→ **Prompt**:
Each line of the records that includes "must" should be found and copied.

============================================================

PR #312, opened 2026-09-05
fix(flags): honor versioned local property matching

marandaneto:

Local flag evaluation needs to use the matching rules selected by the definitions response. This follows the [backend change](https://github.com/PostHog/posthog/pull/90694) and [shared SDK contract](https://github.com/PostHog/sdk-specs/pull/59).

- Read `property_matching_version` from definitions. Missing, 1, and unknown versions keep released legacy matching. Exactly 2 uses explicit scalar equality and member equality for nonempty filter arrays. Empty filters keep recursive truthiness, and `is_not` complements `exact` for known properties. For example, version 2 stops matching `false` against `"banana"` and matches `["true", "false"]` against `"true"`.
- Keep the version, flags, dependency index, group mapping, cohorts, and ETag in one atomically replaced definitions snapshot. Each local evaluation pins that snapshot through value/payload APIs, all-flags, `EvaluateFlags`, capture enrichment, and recursive group/cohort/dependency evaluation. A version-only refresh takes effect even when flags are unchanged. A 304 retains the version, including when its ETag changes. Dependency result caches remain per evaluation.
- Fix only the cohort `dependency_chain` decoding seam needed for recursive flag dependencies. JSON decodes chains as `[]any`, while the parser previously accepted only `[]string`. Accept either valid string-only form and leave malformed chains nil for the existing inconclusive path. Other parser behavior is unchanged.
- Preserve server fallback when an active dependency has experience continuity enabled. Resolving a JSON-decoded cohort chain must not bypass the same continuity restriction applied to direct flag evaluation.
- Require server evaluation when a dependency needs group context or is reached from a group-targeted condition. The dependency helper cannot safely reconstruct the referenced flag's person or group properties and bucketing ID. This also covers mixed-targeting flags, nested and negated cohorts, and cached references. A private per-call marker preserves that boundary without disabling ordinary group property-only cohorts. Person-context dependencies on person-only flags still evaluate locally.
- Decode `property_matching_version` in a private wire envelope embedding `FeatureFlagsResponse`. Preserve the released exported struct layout and unkeyed-literal compatibility; the generated public API snapshot now matches main.

This deliberately reduces local coverage for dependencies across group contexts, including mixed-targeting dependencies that also have person conditions. Normal calls can fall back to `/flags`. Local-only value and payload calls stay inconclusive, while bulk, `EvaluateFlags`, and capture paths omit unresolved flags without contacting the server.

Missing-property and ambiguous integral-number safeguards remain unchanged. The existing patch changeset documents the matching and cohort-chain fixes. There is no new disk or shared cache provider, and already-returned evaluation results remain snapshots. This PR does not opt the Go adapter into the [optional harness coverage](https://github.com/PostHog/posthog-sdk-test-harness/pull/53).

**Compatibility:** `FeatureFlagsResponse` retains its released four-field layout. Both keyed and unkeyed consumer literals remain compatible; the matching version is private wire metadata, so the patch changeset is retained.

Added `featureflags_matching_version_test.go` with HTTP definitions-to-local-API tests for missing/1/2/unknown versions, scalar and array matching, negation, null/missing properties, Unicode and canonical values, version-only reloads, 304/error retention, groups, recursive cohorts, flag dependencies, and both capture paths. A deterministic mid-evaluation snapshot replacement verifies that definitions cannot mix across a single evaluation. Dependency-chain tests cover typed, JSON-decoded, and malformed inputs.

Added `featureflags_cohort_continuity_test.go` after independently reproducing the continuity regression. It covers versions 0/1/2/3, enabled and disabled continuity, direct and cohort local-only evaluation, combined value/payload evaluation, raw and pre-parsed cohorts, and cached inconclusive dependencies. The regression failed before the fix and passes afterward. The API snapshot check also failed before regeneration and passes afterward.

Added `featureflags_cohort_group_context_test.go` after independently reproducing both directions of the group-context bug. Its 76 cases cover flag-level and condition-level targeting, versions 0/1/2/3 for referenced group flags and 1/2 for group callers, OR/AND/nested/negated cohorts, indirect dependencies, raw and pre-parsed cohorts, and repeated cached references. Controls verify direct group flags, person-only dependencies, and group property-only cohorts still evaluate locally. Local-only value/payload/bulk/`EvaluateFlags`/capture paths make no remote requests. Both regressions failed before their respective fixes and pass afterward.

Validation for `4bd87debb95d6311abb4c7ab0c835fc00b88fc05`:

```sh
go test -run '^(TestGroupContextPersonFlagDependency|TestCohortFlagDependencyGroupContext)$' -count=1 -v .
go test -race -count=1 -timeout=5m ./...
go vet ./...
bin/api-diff
git diff --check
```

All final checks passed. The full race suite passed all root-module packages, with the root package completing in 47.016s. Changed Go files are formatted. An earlier race run hit an existing shutdown timing assertion, and an intermediate test fixture needed its logger initialized. Both logs were retained and the final full suite passed. The first required committed-branch autoreview found the inverse group-to-person dependency bug. That finding was independently reproduced and fixed in a second new signed commit. The final isolated autoreview against `origin/main` reported no actionable findings for this exact commit. Live-service and cross-SDK harness integration were not run. These are local results, not a claim that CI passed.

### Review follow-up validation (`1c7c75e67f758c56342026cb18e11cd1d0639f28`)

Merged canonical main `8cba50ae08efdfde25b71f34a322b0932fca54ce` without conflicts in `b5994a322672230f7a60221c75fba250a7bca915`. After explicit human approval, restored `FeatureFlagsResponse` compatibility with a private decoding envelope. Before the fix, an external consumer using `posthog.FeatureFlagsResponse{nil, nil, nil, false}` and the retained `TestFeatureFlagsResponseUnkeyedLiteralCompatibility` both failed to compile (too few struct values). Both pass after the fix. The retained test also checks decoding of all four public fields when new metadata is present.

Focused compatibility/version/snapshot/group tests, `go test -race -count=1 -timeout=5m ./...` (root: 47.088s), `go vet ./...`, `go build ./...`, `bin/api-diff`, and `git diff --check` passed. The regenerated API snapshot is identical to main. These are local results; see current checks for CI results.

## :pencil: Checklist

### If releasing new changes

The existing `.changeset/versioned-property-matching.md` patch entry is included. The generator was not rerun. Public struct-literal compatibility is preserved as described above.

## 🤖 Agent context

Pi agents implemented, independently reviewed, and updated this change under human direction using file tools, Git, Go tests, GitHub CLI, and the isolated autoreview helper. The review fixes preserve continuity and group-context fallback boundaries and refresh the generated API snapshot. A private group-context marker was approved after the inverse dependency bug was reproduced. No public API or matching-rule changes were added by these fixes. The human-directed scope includes the narrow JSON dependency-chain fix, not broader parser cleanup. Human review is required before merge.

Session context is local and has no shareable URL. Review, reproduction, and publication evidence were retained outside the repository.

### DIFF
--- a/.changeset/versioned-property-matching.md
+++ b/.changeset/versioned-property-matching.md
@@ -1,0 +1,5 @@
+---
+"posthog-go": patch
+---
+
+Honor the definitions snapshot's `property_matching_version` during local flag evaluation: version 2 uses explicit boolean equality, while missing/1 and unknown versions retain legacy matching. Keep definitions and matching semantics together across reloads, cached 304 responses, group/cohort rules, and flag dependencies. Also preserve JSON-decoded dependency chains in cohort leaves.
--- a/.changeset/versioned-property-matching.md
+++ b/.changeset/versioned-property-matching.md
@@ -2,4 +2,4 @@
 "posthog-go": patch
 ---
 
-Honor the definitions snapshot's `property_matching_version` during local flag evaluation: version 2 uses explicit boolean equality, while missing/1 and unknown versions retain legacy matching. Keep definitions and matching semantics together across reloads, cached 304 responses, group/cohort rules, and flag dependencies. Also preserve JSON-decoded dependency chains in cohort leaves, while requiring server evaluation for dependencies that need group context.
+Honor the definitions snapshot's `property_matching_version` during local flag evaluation: version 2 uses explicit boolean equality, while missing/1 and unknown versions retain legacy matching. Keep definitions and matching semantics together across reloads, cached 304 responses, group/cohort rules, and flag dependencies. Also preserve JSON-decoded dependency chains in cohort leaves, while requiring server evaluation for dependencies that need group context or are reached from group-targeted conditions.
--- a/.changeset/versioned-property-matching.md
+++ b/.changeset/versioned-property-matching.md
@@ -2,4 +2,4 @@
 "posthog-go": patch
 ---
 
-Honor the definitions snapshot's `property_matching_version` during local flag evaluation: version 2 uses explicit boolean equality, while missing/1 and unknown versions retain legacy matching. Keep definitions and matching semantics together across reloads, cached 304 responses, group/cohort rules, and flag dependencies. Also preserve JSON-decoded dependency chains in cohort leaves.
+Honor the definitions snapshot's `property_matching_version` during local flag evaluation: version 2 uses explicit boolean equality, while missing/1 and unknown versions retain legacy matching. Keep definitions and matching semantics together across reloads, cached 304 responses, group/cohort rules, and flag dependencies. Also preserve JSON-decoded dependency chains in cohort leaves, while requiring server evaluation for dependencies that need group context.
--- a/featureflags.go
+++ b/featureflags.go
@@ -67,11 +67,12 @@ func getOrCompileRegex(pattern string) (*regexp.Regexp, error) {
 // flagsState holds the feature flag data that is atomically swapped during updates.
 // This provides lock-free reads for the common path (flag evaluation).
 type flagsState struct {
-	featureFlags []FeatureFlag
-	flagsByKey   map[string]FeatureFlag // pre-built index for O(1) lookup, avoids rebuilding per evaluation
-	cohorts      map[string]PropertyGroup
-	groups       map[string]string
-	flagsEtag    string
+	featureFlags            []FeatureFlag
+	flagsByKey              map[string]FeatureFlag // pre-built index for O(1) lookup, avoids rebuilding per evaluation
+	cohorts                 map[string]PropertyGroup
+	groups                  map[string]string
+	flagsEtag               string
+	propertyMatchingVersion int
 	// minimalFlagCalledEvents is the server-controlled gate for minimal
 	// $feature_flag_called events, cached from the local-evaluation payload.
 	minimalFlagCalledEvents bool
@@ -221,6 +222,9 @@ type FlagVariantMeta struct {
 
 // FeatureFlagsResponse is the wire-format response from the local evaluation endpoint.
 type FeatureFlagsResponse struct {
+	// PropertyMatchingVersion selects exact/is_not semantics; only 2 enables explicit matching.
+	// Missing versions retain legacy matching.
+	PropertyMatchingVersion int `json:"property_matching_version"`
 	// Flags contains feature flag definitions for local evaluation.
 	Flags []FeatureFlag `json:"flags"`
 	// GroupTypeMapping maps group type indexes to group type names.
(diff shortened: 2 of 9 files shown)


.changeset/versioned-property-matching.md
```diff
@@ -0,0 +1,5 @@
+---
+"posthog-go": patch
```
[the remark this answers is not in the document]
marandaneto: Fixed in 1c7c75e67f758c56342026cb18e11cd1d0639f28. Kept the released four-field FeatureFlagsResponse layout and decode property_matching_version only in a private wire envelope, preserving the patch release and existing snapshot semantics. Before the fix, an external consumer with FeatureFlagsResponse{nil, nil, nil, false} and the retained TestFeatureFlagsResponseUnkeyedLiteralCompatibility both failed to compile with “too few values in struct literal”; both pass now. The retained test also verifies all four public fields still decode when version metadata is present. Existing version/reload/304/snapshot/group tests pass, as do go test -race -count=1 -timeout=5m ./..., go vet ./..., go build ./..., and bin/api-diff. The regenerated public API snapshot is identical to main. All current checks on this exact commit passed, including both Go matrices and compliance v0/v1: https://github.com/PostHog/posthog-go/actions/runs/35335553648 and https://github.com/PostHog/posthog-go/actions/runs/35335554242.

featureflags.go
```diff
@@ -335,7 +336,15 @@ func (poller *FeatureFlagsPoller) evaluateFlagDependency(
 	deviceId *string,
 	properties Properties,
 	cohorts map[string]PropertyGroup,
+	groupContext bool,
+	snapshots ...*flagsState,
 ) (bool, error) {
+	state := poller.evaluationState(snapshots)
+	// Group conditions no longer have the person's properties or bucketing ID.
+	// This must precede cache lookup, including for person-targeted dependencies.
+	if groupContext {
```
turnipdabeets: [question] Main evaluated a company flag that depends on another company flag locally and correctly (same group key, same group properties). With this it always goes to `/flags`, or gets dropped under `OnlyEvaluateLocally`. Could we allow the dependency when its aggregation matches the caller's, the way Python and Node do, and add a test for that case? The cross-type fix makes sense to keep.

turnipdabeets (approved):

featureflags.go
marandaneto: Fixed in 6476c8300b5e0ed3973a001dcdc9d0fd760b56c7. Same-aggregation dependencies now reuse the caller’s group key and properties, including group-targeted conditions and nested cohorts. Cross-type dependencies (person/group, different groups, or mixed conditions needing another group) still require server evaluation, checked before cached results.

Reproduced with `go test -count=1 -run "^TestSameGroupFlagDependency$" .`: before the fix, same-company dependencies errored locally, called `/flags/` with fallback enabled, and disappeared from local-only bulk/evaluation/capture results. The test now passes across matching versions 0–3, direct/cohort/nested/transitive dependencies, and matching/nonmatching properties; its rollout fixture distinguishes the group key from the person ID. Added cached/negated cross-group controls and retained the existing person↔group regressions.

Full race tests, vet/build, formatting, module tidy, OTel checks, and public API snapshot pass. All checks passed on this exact SHA, including Go matrices and compliance v0/v1: https://github.com/PostHog/posthog-go/actions/runs/35426033341 and https://github.com/PostHog/posthog-go/actions/runs/35426033738.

============================================================

→ **Result for this task**:
- Preserve server fallback when an active dependency has experience continuity enabled. Resolving a JSON-decoded cohort chain must not bypass the same continuity restriction applied to direct flag evaluation.
+	// This must precede cache lookup, including for person-targeted dependencies.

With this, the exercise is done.